화학공학소재연구정보센터
Macromolecules, Vol.29, No.5, 1540-1547, 1996
Real-Time X-Ray-Diffraction Study on 2-Stage Drawing of Ultra-High-Molecular-Weight Polyethylene Reactor Powder Above the Static Melting Temperature
The polyethylene for the study was ultra-high molecular weight polyethylene (UHMW-PE) reactor powder extrusion drawn to a low draw ratio (DR) of similar to 6 (first-stage draw). The structural change during the second-stage tensile draw of the extrudate has been studied above the static melting point by real-time wide-angle X-ray diffraction (WAXD).

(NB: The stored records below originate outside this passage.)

Issue #1148, opened 2022-10-31
Allow customization of flowchart icons


tynandebold:
A more strict version based off of this idea here: https://github.com/kedro-org/kedro-viz/issues/480

tynandebold:
See @NeroOkwa's [comment](https://github.com/kedro-org/kedro-viz/issues/480#issuecomment-1327747457) in #480 for more context.

datajoely:
If we were to make the following open-source icon libraries available to users that would be incredible:

https://simpleicons.org/
https://pictogrammers.com/

- We could could do defaults for things like Pandas, CSV etc.
- But the exciting possibility would be if we could allow the user (via factories as well 🚀 ) to do this sort of thing

```yaml
my_dataset:
   type: my.custom.dataset
   path: ...
   kedro-viz:
      layer: primary
+     icon: mdi/Bank        #example 1
+     icon: simple/kedro    #example 2
```

References:
> [mdi/Bank](https://pictogrammers.com/library/mdi/icon/bank/)
> [simple/kedro](https://simpleicons.org/?q=kedro)

astrojuanlu:
or rather, something like

```
my_dataset:
  type: ...
  metadata:
    kedro-viz:
      style:
        icon: mdi/Bank
```

with `style` including other coloring properties (see #1706)

astrojuanlu:
Related: #1807

datajoely:
I also want to reiterate the immediate user value we get from changing the highlight colour of MemoryDatasets.

nicolasboisseau:
Choosing icons or changing colours would open a very creative way to pass visual messages in the flow. That would be great!

datajoely:
Another library that would make this easy 
https://icons.run/

rashidakanchwala:
Closing this issue as not much traction for this feature.

PR #1706, opened 2024-01-16
[Experiment] Distinctive MemoryDataset view on flowchart

rashidakanchwala:
## Description

Suggested for quick experimentation by @datajoely: MemoryDatasets are non-persistent datasets, meaning they are not saved after a run. Some flowcharts contain numerous MemoryDatasets, and Kedro-viz currently lacks a way to differentiate them from persistent datasets. This PR introduces opacity to MemoryDatasets, making them easily distinguishable on the flowchart. The transparency also signifies their non-persistent nature.

Currently this feature is under an experiment flag. 

## Development notes

MemoryDatasets

## Checklist

### DIFF
--- a/src/components/flowchart/draw.js
+++ b/src/components/flowchart/draw.js
@@ -135,6 +135,7 @@ export const drawNodes = function (changed) {
     nodes,
     focusMode,
     hoveredFocusMode,
+    flags,
   } = this.props;
 
   const isInputOutputNode = (nodeID) =>
@@ -171,6 +172,10 @@ export const drawNodes = function (changed) {
       )
       .classed('pipeline-node--data', (node) => node.type === 'data')
       .classed('pipeline-node--task', (node) => node.type === 'task')
+      .classed(
+        'pipeline-node--memory-data',
+        (node) => flags?.diffMemoryDatasets && node?.dataset?.includes('memory')
+      )
       .on('click', this.handleNodeClick)
       .on('mouseover', this.handleNodeMouseOver)
       .on('mouseout', this.handleNodeMouseOut)
--- a/src/components/flowchart/flowchart.js
+++ b/src/components/flowchart/flowchart.js
@@ -708,6 +708,7 @@ export const mapStateToProps = (state, ownProps) => ({
   visibleSidebar: state.visible.sidebar,
   visibleCode: state.visible.code,
   visibleMetaSidebar: getVisibleMetaSidebar(state),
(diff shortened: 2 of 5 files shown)


datajoely:
It's beautiful! I'd suggest this should be default behaviour already - but it's should be really quick to get some user validation of that

inigohidalgo:
I think this is very nice functionality, speaking as someone who has a loot of memorydatasets in my pipeline. In my case it's not relevant, but I know some users use "dummy" inputs/outputs to force node order execution, I'm not sure if they tend to use memorydatasets or another type.

Maybe a user-configurable toggle per dataset type to fade/not fade?

src/components/flowchart/draw.js
```diff
@@ -171,6 +172,10 @@ export const drawNodes = function (changed) {
       )
       .classed('pipeline-node--data', (node) => node.type === 'data')
       .classed('pipeline-node--task', (node) => node.type === 'task')
+      .classed(
+        'pipeline-node--memory-data',
+        (node) => flags?.diffMemoryDatasets && node?.dataset?.includes('memory')
```
ravi-kumar-pilla, line 177: This looks good. Can we have a DatasetType check instead of string matching ?

rashidakanchwala: yes, i think we will eventually refactor and do it properly. for now this is just a quick dirty experiment

astrojuanlu:
I really like this idea (more than #1707).

As I said there, I'm wondering if eventually we could provide a more generic customisation feature that would allow users to have more control over this, instead of adding a toggle.

rashidakanchwala:
@astrojuanlu -- I agree. After speaking to a few people, I do realise that while some people might like this, others might not find it so usable. They might want to differentiate other datasets instead. Perhaps we need to build some sort of customisability, as you mentioned in the other PR, to allow users to distinguish datasets rather than us doing it for them.

Ravi also mentioned color-coding datasets, and as we have too many datasets, giving each a color-code might end up being more confusing and less visually appealing?  well, this is subjective, isnt it?  

hence, providing them some sort of customisability where they can decide how they want to highlight or distinguish certain datasets over others would be better. 

I will try and get more feedback on this short experiment. But keep the comments coming :)

rashidakanchwala:
Closing this experiment PR for now -- allowing users to differentiating datasets on kedro-viz seems like a good idea. We are going to try and do #1148 first and see how that picks up with users.

Issue #480, opened 2021-06-14
Provide simple mechanism for adding icons to datasets


datajoely:
## Description
> Is your feature request related to a problem? A clear and concise description of what the problem is: "I'm always frustrated when ..."

Users can label their dataset in the catalog and provide layers - but there is very little they can do to differentiate datasets beyond this from a visual perspective. Adding the facility to apply an icon from an existing library of icons would be an effective mechanism for making the pipeline visualisation a clearer and more efficient story-telling tool.

## Context
> Why is this change important to you? How would you use it? How can it benefit other users?

A simple example for where this would be useful would be to allow users to mark Excel datasources vs SQL datasources at a glance, even more so in the collapsed label-less view.

## Possible Implementation
> (Optional) Suggest an idea for implementing the addition or change.

On the YAML catalog side there could be an extra key for `icon` like so:

```yaml

flight_times:
    type: pandas.CSVDataSet
    layer: raw
    load_args:
          sep: '|'
    icon: carbon-csv
```

This could pull in the following icon from the Carbon design system ([by IBM](https://www.carbondesignsystem.com/guidelines/icons/library/)): provided by the `iconfiy` framework which collects several open source icon libraries. 
https://iconify.design/icon-sets/carbon/csv.html

By using the `[iconfiy-react](https://github.com/iconify/iconify-react)` library this would hopefully be a low effort addition

## Checklist

- [x] Include labels so that we can categorise your feature request

datajoely:
I'm going to reopen this - since users on Dicsord have been asking for the same thing

nicolasboisseau:
Such a feature would be nice, not only at the dataset level, but also at the node level. 

Personally when I make pipelines with kedro i try to make nodes responsible for only one main activity (that can be clearly explained to others). It would be nice to represent each node in kedro viz with an icon summarizing the main task the node is doing.  e.g. clean, stack, join, filter,  train, predict..

And naturally as you said in the issue title, it can be also interesting to identify the dataset types based on their icon, giving a hint to a data source origin : csv, sql, excel file, as a pipeline is often a mix of various dataset types..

Information on the phase structure was also obtained by WAXD as a function of sample DR, temperature (T-d), and applied tensile load and by retractive stress measurements. Upon heating the extrudate with the fixed ends in an X-ray high-temperature chamber, part of the initially orthorhombic crystals transformed into the hexagonal crystalline and amorphous phases at greater than or equal to 150 degrees C, indicating that the retractive stress was not homogeneously distributed within a drawn sample. Such a transformation temperature increased with sample DR. When draw was initiated at a constant T-d of 150-155 degrees C, the chain orientation in both the hexagonal and the amorphous phases rapidly increased, and these phases transformed into the orthorhombic crystals. Even when the T-d was raised to 160 degrees C during drawing, the orthorhombic phase was predominant with no significant increase in the amorphous component. These results show that the major deformation proceeded in a highly crystalline state where the orthorhombic crystalline phase was predominant, giving an efficient draw in terms of molecular DR, at least up to 155 degrees C, and reflecting the characteristics of the UHMW-PE reactor powder used in this work. Such deformation behavior in the high-temperature range is markedly different from that previously reported for single-crystal mats and gel and melt-crystallized films of UHMW-PE, which produced poor mechanical properties.